Sponsored By Aspose - File Format APIs for .NET

Aspose are the market leader of .NET APIs for file business formats – natively work with DOCX, XLSX, PPT, PDF, MSG, MPP, images formats and many more!

Researching search

I’ve had "searching" on my mind lately but in a very narrow focus. Specifically, I have a Brownfield application for a client I dig up every so often whenever new features need to be added to it. (Off topic: As soon as I can re-brand the sucker, it’ll make a dandy little sample app for some Brownfield-related posts and webcasts. There, I said it on the Internet so the guilt will be that much greater if I don’t follow through.)

One of the key components to this application is a document repository that you can search both with meta-criteria as well as a full text seaLegalSearchrch of the documents (see screenshot).

The meta-criteria part is boring. Bunch of lookup tables in a SQL Server database and I’m building up a SQL query manually in the search process. (I *did* say this was a Brownfield application.)

The full text search is done through a kind of poor-man’s search index. I’m using a custom catalog with Microsoft’s Indexing Service, available on Windows Server 2000 and later.

To do this, and I’m going to skim partially because it’s not really the focus of the post but mostly because I think it’s outdated, I create a catalog that indexes the document folder. Then, I make the catalog accessible to SQL Server so I can combine queries to it with queries to the metadata. Here’s the SQL to do so:

EXEC sp_addlinkedserver <linkedServerName>, ‘Index Server’, ‘MSIDXS’, ‘<name of catalog>’

Now I can write queries like the following:

SELECT DocumentID, Title, Date, Filename
FROM doc_list_view dl,
OpenQuery( <linkedServerName>, 
   'SELECT Filename FROM SCOPE( ) 
    WHERE CONTAINS( Contents, ''<queryTerm>'' ) '
) q
WHERE Date BETWEEN 'January 1, 1850' AND 'December 31, 2008'
AND q.Filename = dl.Filename
ORDER BY Date DESC, Title

Easy as raccoon pie, yesno? The nice thing about this is that it will automatically index all Microsoft Office docs and PDFs are handled by installing Adobe Reader 8.0 (though it’s a separate download for 64-bit).

Fast-forward to 2008 and the Indexing Service is no longer turned on by default on either Vista or Windows Server 2008. Posed a problem for the client who runs it locally on his laptop but it was easily remedied simply by turning the service on. For my own newly-minted Server 2008 machine, Indexing Service and the new Windows Search can’t run together. And I’m loathe to enable the older technology so it’s time to update if I can.

That led me to this page which confuses me to no end. Starting with the terminology: Windows Search, Windows Desktop Service, Instant Search, Windows Indexing Service, Indexed Search, MSN Desktop Search are the terms used to discuss various incarnations of the technology. And that’s not including codenames or different versions of the same technology. Adding to my addlement is when Microsoft changes terminology from one page to the next. One example is this page which, in the section on the History of Windows Search, leads you to the download page for Windows Search for Windows Server 2003. That one is titled: Description of Windows Desktop Search 3.01.

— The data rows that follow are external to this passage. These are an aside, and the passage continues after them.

PR #286, opened 2022-08-24
add frogger game

YuliiaDikun:
### Classic Frogger Game

[Demo](https://yuliiadikun.github.io/frontend-nanodegree-arcade-game/) |
[Code base](https://github.com/YuliiaDikun/frontend-nanodegree-arcade-game/blob/master/js/app.js)

Please, review.

### DIFF
--- a/submissions/dikun/frogger-game/app.js
+++ b/submissions/dikun/frogger-game/app.js
@@ -13,8 +13,8 @@ const GAME_FIELD = {
 };
 
 const PLAYER_START = {
-	x: 202,
-	y: 400
+	x: CELL.width * 2.02,
+	y: CELL.height * 4.7
 };
 
 const ENEMY_SPEED = {
@@ -27,16 +27,22 @@ const SPRITE = {
 	player: 'images/char-boy.png'
 };
 
-const SPEED = () => ENEMY_SPEED.min + Math.floor(Math.random() * ENEMY_SPEED.max);
+const speed = () => ENEMY_SPEED.min + Math.floor(Math.random() * ENEMY_SPEED.max);
 const OVERLAP_AMOUNT = 70;
 const BORDER = 20;
 
-const Enemy = function (x, y, SPEED, player) {
+const LINE = {
+	1: CELL.height - BORDER,
+	2: CELL.height * 2 - BORDER,
+	3: CELL.height * 3- BORDER
+};
+
+const Enemy = function (x, y, speed, player) {
 	this.x = x;
 	this.y = y;
-	this.SPEED = SPEED();
+	this.speed = speed();
 	this.player = player;
-	this.SPRITE = SPRITE.enemy;	
+	this.sprite = SPRITE.enemy;	
 };
 
 Enemy.prototype.checkColission = function () {
@@ -51,21 +57,21 @@ Enemy.prototype.checkColission = function () {
 
 Enemy.prototype.update = function (dt) {
 	if (this.x > GAME_FIELD.right) {
-		this.x -= GAME_FIELD.right;
-		this.SPEED = SPEED();
+		this.x -= GAME_FIELD.right + CELL.width;
+		this.speed = speed();
 		}
-	this.x += this.SPEED * dt;
+	this.x += this.speed * dt;
 	this.checkColission();
 };
 
 Enemy.prototype.render = function () {
-	ctx.drawImage(Resources.get(this.SPRITE), this.x, this.y);
+	ctx.drawImage(Resources.get(this.sprite), this.x, this.y);
 };
 
 const Player = function () {
 	this.x = PLAYER_START.x;
 	this.y = PLAYER_START.y;
-	this.SPRITE = SPRITE.player;	
+	this.sprite = SPRITE.player;	
 };
 
 Player.prototype.update = function (dt) {};
@@ -91,13 +97,22 @@ Player.prototype.handleInput = function (keyPress) {
 };
 
 Player.prototype.render = function () {
-	ctx.drawImage(Resources.get(this.SPRITE), this.x, this.y);
+	ctx.drawImage(Resources.get(this.sprite), this.x, this.y);
 };
 
 const player = new Player(PLAYER_START.x, PLAYER_START.y);
 
-const allEnemies = [CELL.height - BORDER, CELL.height*2 - BORDER, CELL.height*3 - BORDER]
-				   .map(value => {return new Enemy(GAME_FIELD.left, value, SPEED, player);});
+const allEnemies = [];
+
+function createEnemyPerLine (line, numberOfEnemies) {	
+	for (let i = 0; i < numberOfEnemies; i++) {		
+		allEnemies.push(new Enemy((GAME_FIELD.left - CELL.width), LINE[line], speed, player));		
+	}
+}
+
+createEnemyPerLine(1, 1);
+createEnemyPerLine(2, 2);
+createEnemyPerLine(3, 1);
 
 // This listens for key presses and sends the keys to your
 // Player.handleInput() method. You don't need to modify this.
--- a/submissions/dikun/frogger-game/app.js
+++ b/submissions/dikun/frogger-game/app.js
@@ -1,20 +1,20 @@
 "use srtict";
 
 const CELL = {
-	width: 100,
-	height: 85
+	width: 101,
+	height: 80
 };
 
 const GAME_FIELD = {
 	top: 0,
 	right: CELL.width * 5,
-	bottom: CELL.height * 5,
+	bottom: CELL.height * 6,
 	left: 0
 };
 
 const PLAYER_START = {
-	x: CELL.width * 2.02,
-	y: CELL.height * 4.7
+	x: CELL.width * 2,
+	y: CELL.height * 5 
 };
 
 const ENEMY_SPEED = {
@@ -30,12 +30,6 @@ const SPRITE = {
 const speed = () => ENEMY_SPEED.min + Math.floor(Math.random() * ENEMY_SPEED.max);
 const OVERLAP_AMOUNT = 70;
 const BORDER = 20;
-
-const LINE = {
-	1: CELL.height - BORDER,
-	2: CELL.height * 2 - BORDER,
-	3: CELL.height * 3- BORDER
-};
 
 const Enemy = function (x, y, speed, player) {
 	this.x = x;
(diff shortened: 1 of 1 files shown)


YuliiaDikun:
I have completed self-checks and fixed the code accordingly. Please, look at it. Thanks for your time.

OleksiyRudenko:
Also please before submitting your next task make your code editor do indents with 2 spaces, not tabs.
Tabs expand in different ways on different environments. 8 spaces indentation at times makes reading and following code structure a bit painful.

Do not do this for this task as it will mark the entire code as changed.

submissions/dikun/frogger-game/app.js
```diff
@@ -0,0 +1,123 @@
+"use srtict";
+
+const cell = {
+	width: 100,
+	height: 85
+};
```
OleksiyRudenko, line 6: By convention, constants are named all caps and snake-case (e.g. `CELL`, `GAME_FIELD`). This makes them outstand in the code and let the reader instantly know they are constants and not just global variables.

submissions/dikun/frogger-game/app.js
```diff
@@ -0,0 +1,123 @@
...
+	max: 250 
+}; 
+
+const sprite = {
+	enemy: 'images/enemy-bug.png',
+	player: 'images/char-boy.png'
+};
+
+const speed = () => enemySpeed.min + Math.floor(Math.random() * enemySpeed.max);
+const crash = 70;
```
OleksiyRudenko, line 31: As a peer developer I want to understand what does `crash` mean and how do I use it. Is this power of crash, overlap by one of axis, overlap amount or anything else?

submissions/dikun/frogger-game/app.js
```diff
@@ -0,0 +1,123 @@
...
+
+	this.checkColission = function () {
+		if(this.player.x + crash > this.x &&
+			this.player.x < this.x + crash &&
+			this.player.y + crash > this.y &&
+			this.player.y < this.y + crash) {
+			this.player.x = playerStart.x;
+			this.player.y = playerStart.y;
+		}
+	};
```
OleksiyRudenko, line 49: This approach defines a **copy** of function per every instance of class.
We do not want this. One of the crucial points of prototypical inheritance model is to have a single copy of method per class, stored in its prototype object.
Check the original project code for a pattern to follow.

submissions/dikun/frogger-game/app.js
```diff
@@ -0,0 +1,123 @@
...
+			alert('You win!');	
+		}			
+	};
+};
+
+Function.prototype.construct = function (position) {
+	let gameEnteties = Object.create(this.prototype);
+	this.apply(gameEnteties, position);
+	return gameEnteties;
+};
```
OleksiyRudenko, line 102: We do not want to play around with JS built in classes/objects.
If you want a base class, you need a class function like `Player` or `Enemy` and then you bind `Player` and `Enemy` classes with this base class by `Object.create`.

submissions/dikun/frogger-game/app.js
```diff
@@ -0,0 +1,123 @@
...
+
+const playerPosition = [playerStart.x, playerStart.y];
+const player = Player.construct(playerPosition);
```
OleksiyRudenko, line 105: Adjust the approach.
An instance would be created with the `new` keyword.

submissions/dikun/frogger-game/app.js
```diff
@@ -0,0 +1,123 @@
...
+
+const allEnemies = [cell.height - border, cell.height*2 - border, cell.height*3 - border].map((value) => {
+	const enemyPosition = [gameField.left, value, speed, player];
+	return Enemy.construct(enemyPosition);
```
OleksiyRudenko, line 109: The composition of an array to the right doesn't look like a position altogether.
Also class functions are quite normal functions and can have normal named parameters.

OleksiyRudenko (changes requested):
@YuliiaDikun a pretty decent job!
But something went sideways with class methods declaration and building a base class.

Feel free adding changes incrementally and asking questions.

I also wonder where did you pick this class methods definition pattern?

submissions/dikun/frogger-game/app.js
YuliiaDikun: but I think I can't use the new keyword...(following "Requirements re OOP:" last point)

OleksiyRudenko: Classes defined with `prototype`-based syntax are instantiated with `new` keyword. It is way older than the `class` syntax.

The referred requirement is about class **extension**.

submissions/dikun/frogger-game/app.js
```diff
@@ -0,0 +1,113 @@
...
+const SPRITE = {
+	enemy: 'images/enemy-bug.png',
+	player: 'images/char-boy.png'
+};
+
+const SPEED = () => ENEMY_SPEED.min + Math.floor(Math.random() * ENEMY_SPEED.max);
+const OVERLAP_AMOUNT = 70;
+const BORDER = 20;
+
+const Enemy = function (x, y, SPEED, player) {
```
OleksiyRudenko, line 34: Function parameters (e.g. `SPEED`) are not constants anymore. We may send constants to functions, but the function itself doesn't really care where the parameter value comes from.

YuliiaDikun:
I return to the original inheritance pattern and use a `new` keyword. Also, change my const to uppercase and crash to OVERLAP_AMOUNT. Please, look at the changes! Thank you for all your remarks and comments.

submissions/dikun/frogger-game/app.js
```diff
@@ -0,0 +1,113 @@
...
+};
+
+Player.prototype.render = function () {
+	ctx.drawImage(Resources.get(this.SPRITE), this.x, this.y);
+};
+
+const player = new Player(PLAYER_START.x, PLAYER_START.y);
+
+const allEnemies = [CELL.height - BORDER, CELL.height*2 - BORDER, CELL.height*3 - BORDER]
+				   .map(value => {return new Enemy(GAME_FIELD.left, value, SPEED, player);});
```
OleksiyRudenko, line 100: (1) As a peer developer I am assigned a task to make bugs elegantly flow in from outside. As gracefully as they leave it. Intuition says I need only change the first argument of Enemy constructor (`GAME_FIELD.left` gives a good hint on it). If I go and change the constant value, probably something else will break.
What constant can I subtract from the field left border coord to achieve this? Can you please do this for me?

(2) Arrow functions have a nice feature. If its body has a single statement and it is `return` then function body braces and `return` keyword can be omitted.
```
.map(param => { return param * 2; })

.map(param => param * 2)
```
This adds to code readability.

(3) `value` is to generic word. What this parameter represents in the game domain/world?

submissions/dikun/frogger-game/app.js
```diff
@@ -0,0 +1,113 @@
...
+const GAME_FIELD = {
+	top: 0,
+	right: CELL.width * 5,
+	bottom: CELL.height * 5,
+	left: 0
+};
+
+const PLAYER_START = {
+	x: 202,
+	y: 400
```
OleksiyRudenko, line 17: I feel these can be calculated.

submissions/dikun/frogger-game/app.js
```diff
@@ -0,0 +1,113 @@
...
+	}		
+};
+
+Player.prototype.render = function () {
+	ctx.drawImage(Resources.get(this.SPRITE), this.x, this.y);
+};
+
+const player = new Player(PLAYER_START.x, PLAYER_START.y);
+
+const allEnemies = [CELL.height - BORDER, CELL.height*2 - BORDER, CELL.height*3 - BORDER]
```
OleksiyRudenko, line 99: How can we reduce repetition here? Ideally I'd like to add a row number and call it a day, if I need to add yet another bug.

OleksiyRudenko (changes requested):
@YuliiaDikun great improvement to code comprehension!
Let's polish it.

YuliiaDikun:
Please, see my changes. Thank you for your time!

submissions/dikun/frogger-game/app.js
```diff
@@ -0,0 +1,128 @@
...
+
+function createEnemyPerLine (line, numberOfEnemies) {	
+	for (let i = 0; i < numberOfEnemies; i++) {		
+		allEnemies.push(new Enemy((GAME_FIELD.left - CELL.width), LINE[line], speed, player));		
+	}
+}
+
+createEnemyPerLine(1, 1);
+createEnemyPerLine(2, 2);
+createEnemyPerLine(3, 1);
```
OleksiyRudenko, line 115: Mapping was much cleaner and readable.
Now we have longer code and also repetition.
What if I want to add 20 more rows? How can I avoid adding 20 more lines of code?
Take a step back and think how could you optimize `[CELL.height - BORDER, CELL.height*2 - BORDER, CELL.height*3 - BORDER]`. There is a pattern there. You must see it better if the line of code modified as follows: `[CELL.height*1 - BORDER, CELL.height*2 - BORDER, CELL.height*3 - BORDER]`.

Think of chained mapping also look into what parameters a callback for `map` receives and you could leverage.

Examples:

```
[1, 5, 7, 3].map(heightMeters => heightMeters * 100).map((heightCentimeters, numberOfWalls) => buildHouseFragment(heightCentimeters, numberOfWalls + 1));
```

Of course the above is optimizable. We can just multiply source data by 100 when calling `buildHouseFragment`. This is specifically to make you start thinking of what numbers like 1, 2, 3 in your original fragment mean.

OleksiyRudenko (changes requested):
@YuliiaDikun nice try.
We need to make a step back and look into another direction.

submissions/dikun/frogger-game/app.js
OleksiyRudenko: Now I can **read** that initial arrays contains lines. That exaplains a lot to me as a peer developer and now I clearly understand what to do if I want to add yet another enemy to run across line 2 for example.
Although I'd suggest rename `line` as `rowNumber` or `laneNumber` or `trackNumber`

submissions/dikun/frogger-game/app.js
```diff
@@ -0,0 +1,128 @@
...
+const GAME_FIELD = {
+	top: 0,
+	right: CELL.width * 5,
+	bottom: CELL.height * 5,
+	left: 0
+};
+
+const PLAYER_START = {
+	x: CELL.width * 2.02,
+	y: CELL.height * 4.7
```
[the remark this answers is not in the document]
YuliiaDikun: Fixed.

submissions/dikun/frogger-game/app.js
YuliiaDikun: I spent a few hours trying to understand how I can add a new bug in line 2. OMG. Thank you a lot for all your remarks. Hope it is fixed now too.

YuliiaDikun:
Please. see my changes. Thanks!

OleksiyRudenko (approved):
@YuliiaDikun excellent job!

So now I’m facing the unenviable, but oddly ironic, task of having to search through the myriad of search options for a solution that will run on Windows Vista, Windows Server 2008, and Windows Server 2003 (where the main site is hosted). At first glance, it seems Windows Desktop Search is the way to go for Server 2003 as it appears the new Windows Search is API-compatible with it.

In any case, this’ll make one heckuva a sample for the Brownfield series on managing integration with external systems. Because as you’ve probably guessed by now, there are no automated (or even manual) tests for this whole process.

Kyle the Researched

This entry was posted in Brownfield. Bookmark the permalink. Follow any comments here with the RSS feed for this post.
  • Kyle Baley

    @Andy: Actually, I was going to mention SharePoint/WSS but left it out hoping someone would comment on it. I did consider it but it’s not really an option due to the cost/benefit. We need only to index a folder with documents, not create an entire portal. Plus, as you mention, it needs to run locally on Vista.

  • Andy S

    Don’t forget SharePoint Enterprise Search. It’s not really appropriate for a locally hosted solution, but definitely something to think about in an enterprise deployment.